Those were halcyon days; summer days without end, no cares or concerns beyond whether or not a red worm threaded on a size 10 hook could be used to fool the brook trout living under the undercut bank. There was a sense of tremendous importance as to exactly how the worm was threaded on the hook and precisely how many split shot sinkers were necessary to get the worm to bounce along the bottom into the darkness under the bank. Once the worm was bouncing along the bottom it was necessary to watch the line with great intensity, watching for any momentary hesitation in the drift which could indicate something had taken the bait. At that moment, suspended between the present and the future, time did not seem to exist.

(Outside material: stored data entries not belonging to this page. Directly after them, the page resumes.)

PR #9356, opened 2015-08-08
Session's get&has optimisations

requilence:
In the case when user didn't sent Session ID and we don't yet opened the session, variable is 100% not exist so we can return $defaultValue. This fix also protects from auto-opening the session when not necessary.

I'm digging in this issue because of flooding my db with empty sessions. This happens because of  this line in my controller `$session=Yii::$app->session;` without actually performing the `->get()` (not reached within if condition) + Yii Debug panel that call  `get->($session->flashParam)` after content already sent to user. 
In Debug panel's **RequestPanel**:

```
$session = Yii::$app->has('session', true) ? Yii::$app->get('session') : null;
        if ($session === null) {
            return [];
        }
```

So this check passes, `session->get->('__flash')` called and empty **__flash** object stored in Session storage but because of content already sent to user this happens again and again on every request.

I don't think saving fresh session to storage without actually sending PHPSESSID to user is good way. How we can fix this?

### DIFF
--- a/framework/web/Session.php
+++ b/framework/web/Session.php
@@ -555,6 +555,7 @@ class Session extends Component implements \IteratorAggregate, \ArrayAccess, \Co
      */
     public function get($key, $defaultValue = null)
     {
+        if(!$this->getHasSessionId() && !$this->getIsActive()) return $defaultValue;
         $this->open();
         return isset($_SESSION[$key]) ? $_SESSION[$key] : $defaultValue;
     }
@@ -606,6 +607,7 @@ class Session extends Component implements \IteratorAggregate, \ArrayAccess, \Co
      */
     public function has($key)
     {
+        if(!$this->getHasSessionId() && !$this->getIsActive()) return false;
         $this->open();
         return isset($_SESSION[$key]);
     }


dynasource:
this doubles the call getIsActive as its also used in ->open
https://github.com/yiisoft/yii2/blob/master/framework/web/Session.php#L119

```php
      if ($this->getIsActive()) {
            return;
        }
```

Requilence:
@dynasource You are right. ` && !$this->getIsActive() ` is unnecessarily in my commit but I think it's a reasonable to leave this full condition here to avoid possible logical error if something in the ->open method will change.

In other words. Here we check in context of method (getting the variable). When the session variable is 100% inaccessible? When request doesn't contains session indification info and we wasn't create session object for the response yet.

kidol:
Wouldn't it be better to change signature of `open()` instead? Something like:
```php
/**
@param boolean $force whether to forcefully open the session even if no session id is present.
@return boolean whether the session has been opened.
*/
public function open($force = true)
```

Then do:

```php
return ($this->open(false) && isset($_SESSION[$key])) ? $_SESSION[$key] : $defaultValue;
```

Requilence:
@kidol I think that additional param is not clear in the context of open function. **->open**  method just need to start the PHP session if it is not already been started. This atomicity is also important for Unit testing.

dynasource:
apart from ->open, what you are also pointing out with your commit, is the need for a central function covering both '$session->getHasSessionId() || $session->getIsActive()'

You are using it in your commit (so it means something) and it is also applied in 
https://github.com/yiisoft/yii2/blob/master/framework/web/User.php#L607

Vatruha:
I'm not sure that I'm in time here.

My task #9694 was closed as duplicat, but I'm not sure about it.

So I'm going to write here :)

As I can see in commit there you want to change only 2 methods. I think that we need to change more:
getIterator
getCount
get
remove
removeAll
has
offsetExists
offsetGet
offsetUnset

The main idea: we will create session (session->open()) ONLY when we need to put some data in it or when it was created previosly.

So, also we need to add $this->open() for:
setFlash
addFlash

Can you look at #9694 task for more infomation?

Thanks

dynasource:
@Vatruha: I like your fundamental view on session by separating these in 'getters' and 'setter'. From this approach, perhabs its possible to create solution, in which the checking on session is done only once, instead off in >10 functions.

Vatruha:
@dynasource, yeah, it make sense.

```php
    /**
     * Initializes the application component.
     * This method is required by IApplicationComponent and is invoked by application.
     */
    public function init()
    {
        parent::init();
        startSessionIfItWasCreatedBefore();
        register_shutdown_function([$this, 'close']);
    }

    /**
     * Starts the session which was created in previous requests
     */
    protected function startSessionIfItWasCreatedBefore()
    {
        // Session is already started
        if ($this->getIsActive()) {
            return;
        }

        // Session was started in previous requests. Now we just open it
        // If we have no session at all we just create $_SESSION array to make our life easier
        if ($this->getHasSessionId()) $this->open();
        elseif (!isset($_SESSION)) $_SESSION = [];
    }

    /**
     * Starts the session.
     */
    public function open()
    {
        if ($this->getIsActive()) {
            return;
        }
        $this->registerSessionHandler();
        $this->setCookieParamsInternal();

        // If someone somewhere has put some data into $_SESSION directly, we have to pass this data into real $_SESSION array 
        $tmp = $_SESSION;
        @session_start();
        $_SESSION = array_merge_recursive($tmp, $_SESSION);

        if ($this->getIsActive()) {
            Yii::info('Session started', __METHOD__);
            $this->updateFlashCounters();
        } else {
            $error = error_get_last();
            $message = isset($error['message']) ? $error['message'] : 'Failed to start session.';
            Yii::error($message, __METHOD__);
        }
    }
```

And we need delete $this->open() in these methods:
getIterator
getCount
get
remove
removeAll
has
offsetExists
offsetGet
offsetUnset

And we need add $this->open() in the beginning of:
setFlash
addFlash

What do you think?
I didn't check this but it should work ;-)

samdark:
Won't make it into 2.0.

Somewhere along the line I moved on beyond those little brooks and those speckled trout living under the bank. The little brooks flowed into bigger streams; every downstream, larger and larger. As they grew so did I; worms and split shot sinkers gave way to shinny lures made from metal and then to artificial flies tied with fur and feathers on metal hooks.
It was all very simple then. Fishing was fun without any pressure to catch the most or the biggest fish. When I began to fish almost exclusively with flies each fish was a challenge. The catching was just part of the fun. What were those bugs that they were eating? How could I best imitate that bug and present it so that the fish would think it’s something to eat? There was proper presentation to be considered, not merely chuck and hope. Drift and drag became words that were now more than merely words on paper. It was a whole new exciting world.
Somewhere, I’m not exactly certain where, fishing became more than just a simple form of recreation. Perhaps it began when I started teaching others how to do it, taking money to guide them or teach them how to tie flies. Perhaps it started when I became involved in organizations that were promoting the sport and the protection of the environment. Somehow it became more serious. It was no longer just a fun contest between me and a fish, the whole thing took on a much more serious-minded aspect.
Then, as it happens to all of us, time and the results of time began to have an impact on my life. It was time to return to enjoying the pure joy of fishing just for the fun of it. It was time to rediscover the enjoyment and blessing of being able to spend another day in the world that God had created. To rediscover the joy of dropping a dry fly over a rising trout, or casting a popper along the edge of the shoreline covered with lily pads and bulrushes, with only the hope that a fish might rise, no matter how big and present me the challenge of bringing it to hand.
Now I find myself, like that boy from my youth, wandering again down to the brook, rod in hand, sunshine on my shoulders and all the possibilities of another day before me. It has been a long way home, but I’m ever so grateful for the journey.